But the fundamental problem was clear: the educational system had failed Germany. Only with a total revision of the method of educating children could Germany hope to become immune from the Napoleons of the future. “In a word, it is a total change of the existing system of education that I propose as the sole means of preserving the existence of the German nation.”[68] In Fichte’s educational philosophy, themes from Rousseau, Hamann, Kant, and Schleiermacher are integrated into a package that would be influential for more than one hundred years.
In the Addresses, there is no question in Fichte’s mind about what abstract system is the right one. With Kant, “the problem has been completely solved among us, and philosophy has been perfected.”[69] But Kant’s philosophy had not yet been applied systematically to the education of children.
Fichte started by looking back to see how Germany got into its current sorry state. Germany used to be great. In the Middle Ages, “the German burghers were the civilized people,” and “this period is the only one in German history in which this nation is famous and brilliant.” What was great about the burghers was their “spirit of piety, of honour, of modesty, and of the sense of community.” They were great because they were not individualistic. “Seldom does the name of an individual stand out or distinguish itself, for they were all of like mind and alike in sacrifice for the common weal.”[70]
Fichte was, however, not a conservative apologist for the good old days. In the context of feudal Germany, Fichte was a reformer who believed that it was the corrupt upper classes that had ruined Germany: “its bloom [was] destroyed by the avarice and tyranny of princes.”[71] The Germans had become further corrupted by the modern world, which led to their impotence in the face of Napoleon. What about the modern world, essentially, caused the corruption? Self-seeking: “self-seeking has destroyed itself by its own complete development,” and “[a] people can be completely corrupted, i.e., self-seeking—for self-seeking is the root of all other corruption.”[72]
And this, echoing Rousseau, was because men became rational, under the guise of Enlightenment. This undermined religion and its moral force. “The enlightenment of the understanding, with its purely material calculations, was the force which destroyed the connection established by religion between some future life and the present.” Consequently, government became liberal and morally lax: “the weakness of governments” frequently allowed “neglect of duty to go unpunished.”[73]
So now the German has sold his soul, lost his true self, his identity. “It follows, then, that the means of salvation which I promise to indicate consists in the fashioning of an entirely new self, which may have existed before perhaps in individuals as an exception, but never as a universal and national self, and in the education of the nation.” Echoing Rousseau again: “By means of the new education we want to mould the Germans into a corporate body, which shall be stimulated and animated in all its individual members by the same interest.”[74]

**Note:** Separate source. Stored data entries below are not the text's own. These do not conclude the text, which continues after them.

PR #1560, opened 2021-04-25
Fix X/Y distribution on mixer board

pljones:
Five clients, one row:
image
Two rows:
image
Three rows (the window would open any taller for me):
image

### DIFF
--- a/src/audiomixerboard.cpp
+++ b/src/audiomixerboard.cpp
@@ -1071,6 +1071,11 @@ void CAudioMixerBoard::ChangeFaderOrder ( const EChSortType eChSortType )
     // sort the channels according to the first of the pair
     std::stable_sort ( PairList.begin(), PairList.end() );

To start with, education must be egalitarian and universal, unlike previous education, which was feudal and elitist: “So there is nothing left for us but just to apply the new system to every German without exception, so that it is not the education of a single class, but the education of the nation.” Such education will aid in the creation of a classless society: “All distinctions of classes … will be completely removed and vanish. In this way there will grow up among us, not popular education, but real German national education.”[75]
Real education must start by getting to the source of human nature. Education must exert “an influence penetrating to the roots of vital impulse and action.” Here was a great failing of traditional education, for it had relied upon and appealed to the student’s free will. “I should reply that that very recognition of, and reliance upon, free will in the pupil is the first mistake of the old system.” Compulsion, not freedom, is best for students:
On the other hand, the new education must consist essentially in this, that it completely destroys freedom of will in the soil which it undertakes to cultivate, and produces on the contrary strict necessity in the decisions of the will, the opposite being impossible. Such a will can henceforth be relied upon with confidence and certainty.[76]
Unfortunately, it is difficult to do this under contemporary living arrangements, in which children go to school and then return to corrupting influences in their homes and their neighborhoods at the end of the day. “It is essential,” Fichte then urged, “that from the very beginning the pupil should be continuously and completely under the influence of this education, and should be separated altogether from the community, and kept from all contact with it.”[77]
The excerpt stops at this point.